The daughter has been listening all this time, appreciative of the time the team spends on her father. She finally understands the complexity of what he is going through. The patient is discharged to a skilled nursing facility (SNIF) with the goal of going to live with her. His discharge is complex and takes longer than his admission to process. Once he is ready to go, the resident notifies the team to attend the discharge huddle. The team assembles at the patient’s bedside again with his daughter linked in. The resident reviews the medical treatment plan and notes that he will see Mr. Jones in five days in the general medical clinic. Mr. Jones will become part of the resident’s virtual patient panel and will participate in a video call management session weekly under the direction of the attending physician. The social worker reviews the expectations for SNIF transfer and then home services. The pharmacist reviews the medications and associated co-pays. The nurse completes the package with patient and caregiver education. The transport arrives to pick up Mr. Jones, and his bed is cleaned, paving the way for another admission.
The day is now over. The team has engaged deeply in experiential learning. This was possible, however, only because the team had a manageable census, time for daily reflection, and meaningful relationships with trained teachers. In the CLU, every case is a substrate for teaching. Workload is measured in not only the census of the team and the number of admissions but also the number of discharges, transfers, and follow-ups allowing for an accurate picture of work intensity.

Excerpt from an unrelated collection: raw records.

PR #466, opened 2018-03-28
Add Katello support for RHVH/oVirt Node provisioning

iNecas:
Leverages `repository_url` helper to generate full url to
Katello-provided squashfs img, based on relative path.

Requires https://github.com/Katello/katello/pull/7215

The process I was following was:

1. extract the squashfs.img from the rhvh rpm
2. create custom product (name:rhv) and repository (content type: file, name:rhvh)
3. upload the squashfs.img to the repository (hammer repository upload-content --organization 'Default Organization' --name rhvh --product rhv --path ~/squashfs.img)
4. used 'custom/RHV/rhvh' as 'liveimg_content_path' host parameter.

With this patch (and the katello PR), this will lead to using http://katello.example.com/pulp/isos/Default_Organization/Library/custom/RHV/rhvh/squashfs.img for liveimg

### DIFF
--- a/provisioning_templates/provision/kickstart_ovirt.erb
+++ b/provisioning_templates/provision/kickstart_ovirt.erb
@@ -9,7 +9,6 @@ oses:
 <%#
 This template accepts the following parameters:
 - liveimg_name: string (default=squashfs.img)
-- liveimg_content_path: string - a relative path to the Katello-managed content
 - lang: string (default="en_US.UTF-8")
 - selinux-mode: string (default="enforcing")
 - keyboard: string (default="us")
@@ -23,15 +22,15 @@ root folder (or specified via 'liveimg_name' parameter). See oVirt Node document
 or RHV Installation Manual, section 5.2. Advanced installation.
 
 By default, the template expects the squashfs.img to be present inside
-the installation media. When using Katello for content management,
-it's possible to set 'liveimg_content_path' parameter, that is allows
-to specify relative path to the file and the template will generate an
-absolute path to the file (taking into account also info about the
-content proxy relevant for the host)
+the installation media. When using Katello for content management (the
+kt_activation_key parameter is set), the liveimg_name is used to
+specify relative path to the file and the template use repository_url
+helper to generate an absolute path to the file (taking into account
+also info about the content proxy relevant for the host)
 
 For example, in case the squashfs.img is uploaded inside custom
 product named 'oVirt' and repository 'hypervisor', the
-liveimg_content_path would be 'custom/ovirt/hypervisor/squashfs.img'.
+liveimg_name would be 'custom/ovirt/hypervisor/squashfs.img'.
 In this case, this repository would need to be part of the content
 view the host is assigned to. It's also possible to provide full url,
 in which case it would be used without a change.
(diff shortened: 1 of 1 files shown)


provisioning_templates/provision/kickstart_ovirt.erb
```diff
@@ -20,9 +21,32 @@ This kickstart will only work with LVM THIN partitioning ('Kickstart default thi
 and it requires the installation URL to have squashfs.img image extracted in the
 root folder (or specified via 'liveimg_name' parameter). See oVirt Node documentation
 or RHV Installation Manual, section 5.2. Advanced installation.
+
+By defult, the template expects the squashfs.img to be present inside
```
ghost: Small typo here

ghost (commented):
Small typo -- otherwise looks great

ghost:
@sandrobonazzola

lzap:
Can you merge `liveimg_content_path` and `liveimg_name` so there is just one parameter that works for both? They are both relative paths, the only difference should be base URL (IM or Katello CV) I believe. This way it is little bit confusing.

iNecas:
There is another difference, which is that the 'liveimg_content_path` also enforces using the subscription manager.

If I unified those two, I would need another parameter to specify, that the katello url should be used, instead of installation media.

If we want to eliminate the number of parameters, I would probably go for not exposing `liveimg_name` at all, and instead expecting that if using IM for this purpose, the IM is expecting the squashfs.img to be placed on recommended location.

provisioning_templates/provision/kickstart_ovirt.erb
iNecas: Updated

lzap:
Yes, that's another reason why to merge it, this is a side effect you don't want to always have. Imagine a Katello user doing CentOS CV provisioning, or even SUSE or Debian which is coming.

We still want to expose a plain URL because this will be useful in non-oVirt provisioning, you can create your own image/squashimg and provision normal OS using this technique, this is in Anaconda starting from RHEL 7.3 and it's a valid provisioning option. We want to have the same parameter also in normal kickstart, not only oVirt.

I am searching for consistency between katello and non-katello users and ovirt and non-ovirt users, please don't get me wrong.

iNecas:
Unifying `liveimg_content_path` and `liveimg_name` by itself is not enough. Are you suggesting to add additional parameter to determine if to use katello or not?

lzap:
There is already a condition there: `if @host.operatingsystem.name == 'RHVH'` it is kind of lame, so an explicit parameter might be a good idea for those who do not want to name OS like that.

lzap:
@iNecas this has been merged recently

https://github.com/theforeman/community-templates/pull/302/files#diff-62c51493c4aee87824ebe40d58fe4382R62

I wonder if this template can be designed in the same way, I think so. We can remove the RHVH name check and simply use the snippet, it will render to nothing when there is no rhsm available.

iNecas:
Good idea, updated

provisioning_templates/provision/kickstart_ovirt.erb
```diff
@@ -20,9 +20,33 @@ This kickstart will only work with LVM THIN partitioning ('Kickstart default thi
...
+view the host is assigned to. It's also possible to provide full url,
+in which case it would be used without a change.
 %>
+
 install
-liveimg --url=<%= @host.operatingsystem.medium_uri(@host) %>/<%= @host.params['liveimg_name'] || 'squashfs.img' %>
+<%
+liveimg_name = host_param('liveimg_name') || 'squashfs.img'
+if host_param('kt_activation_keys')
+  liveimg_url = repository_url(liveimg_name, 'isos')
```
lzap, line 43: Where repository_url helper is defined? Can't find it in katello codebase.

lzap (approved):
Anyway, I am fine with that. Thanks.

lzap:
Haven't tried the katello workflow, but I am good with this. TY

provisioning_templates/provision/kickstart_ovirt.erb
iNecas: I mentioned that in the first comment: https://github.com/Katello/katello/pull/7215 - it's close to merge.

mykaul:
@lzap - in which Foreman version will it be available?

lzap:
Hello @mykaul it's 1.19 but you can easily import fresh templates via foreman_templates plugin into any Foreman release.

ekohl:
Note we do have stable-x.y branches and we should be importing those into .z releases. You can create a PR against those branches so they'll be synced on the next release.

PR #467, opened 2018-03-30
Put Ansible Power & Puppet jobs into separate categories

bastilian:
Ansible jobs that share a category with Puppet jobs need their
own category to avoid an issue when invoking a job, where it
shows duplicate inputs for jobs template and parameters.

Before:
screenshot_2018-03-30_11-26-19

After:

screenshot_2018-03-30_12-24-01
screenshot_2018-03-30_12-24-17


ekohl (approved):

ares:
Thanks @bastilian, merging

PR #468, opened 2018-04-03
Ansible packages - Only run pre/post script when present

dLobatog:
@ares I think you discovered this one in https://github.com/theforeman/community-templates/pull/459

### DIFF
--- a/job_templates/package_action_-_ansible_default.erb
+++ b/job_templates/package_action_-_ansible_default.erb
@@ -35,11 +35,15 @@ model: JobTemplate
 # For Windows targets use the win_package module instead.
 ---
 - hosts: all
+  <% if input('pre_script').present? -%>
   pre_tasks:
     - shell: "<%= input('pre_script') %>"
+  <% end -%>
   tasks:
     - package:
         name: <%= input('name') %>
         state: <%= input('state') %>
+  <% if input('post_script').present? -%>
   post_tasks:
     - shell: "<%= input('post_script') %>"
+  <% end -%>


ekohl (approved):

mmoll:
merged, gracias @dLobatog!

job_templates/package_action_-_ansible_default.erb
```diff
@@ -35,11 +35,15 @@ model: JobTemplate
 # For Windows targets use the win_package module instead.
 ---
 - hosts: all
+  <% if input('pre_script').present? -%>
   pre_tasks:
     - shell: "<%= input('pre_script') %>"
+  <% end -%>
```
ares, line 41: actually this introduces a regression, the `-` at the end causes tasks not being well aligned. It's nested under hosts :-/

ares: the proper fix is to add `-` also to the begining so that it removes whitespaces before `<% end %>`, this is why it's better to always start <% at the beginning of the line and do the formatting inside erb, I'll send a fix in a minute

ares: see https://github.com/theforeman/community-templates/pull/469

mmoll: aw, sorry... I forgot how awful YAML is...

ekohl: I did think of that while looking at this PR, but not very well it appears.

PR #471, opened 2018-04-06
Translate ssh package actions for debian

mdellweg:
apt does not have the concept of package groups (there are very dependency-heavy meta packages though). So this translates all Group actions to being plain actions. Also it should not hurt to run `apt-get update` every time.
Also i tried to translate the os_family question to which package manager is being used. This should help as soon as dnf enters the arena.


ekohl (approved):
I like the os and package manager separation.

mdellweg:
@ekohl any update on this one?

mdellweg:
ping @ekohl, @mmoll, @lzap 
This is getting a little bit stale.

ekohl:
Thanks! Apparently I had this still marked as TODO but that list is (too) long. Merged and I'll be happy to accept further PRs if there's a bug we missed :)

mdellweg:
Thanks @ekohl !

PR #472, opened 2018-04-06
Support multiline scripts

ares:


dLobatog (approved):
Thanks, seems to work fine for `ls\nls`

The utopian nonteaching service
The CLU, or our utopian teaching service, cannot exist in a vacuum. There are just too many patients. There must be services without trainees—nonteaching services—that parallel CLUs. Surely, on a parallel nonteaching service, a group of APPs or licensed physicians could take the places of the trainees on our utopian service. The patient care goals between teaching and nonteaching services should be identical, as should the commitment to clinical and systems science. The institution’s values must be reflected in both models. The only difference is that a CLU is training tomorrow’s health care workforce through adaptive service learning.
Taking a First Step Toward Utopia
Repp and colleagues identify seven design principles for nonteaching services.1 We believe these principles are a good place to start on the journey toward the utopia we’ve described here, and we highlight principle 7 in particular, which suggests renaming nonteaching services. Adding the prefix “non” was a simple naming convenience years ago when such services needed to be differentiated from teaching services. A more appropriate label might be Collaborative Care Services. Without them, we cannot even come close to utopia. Whatever we call them, they are absolutely essential to training the next generation of providers.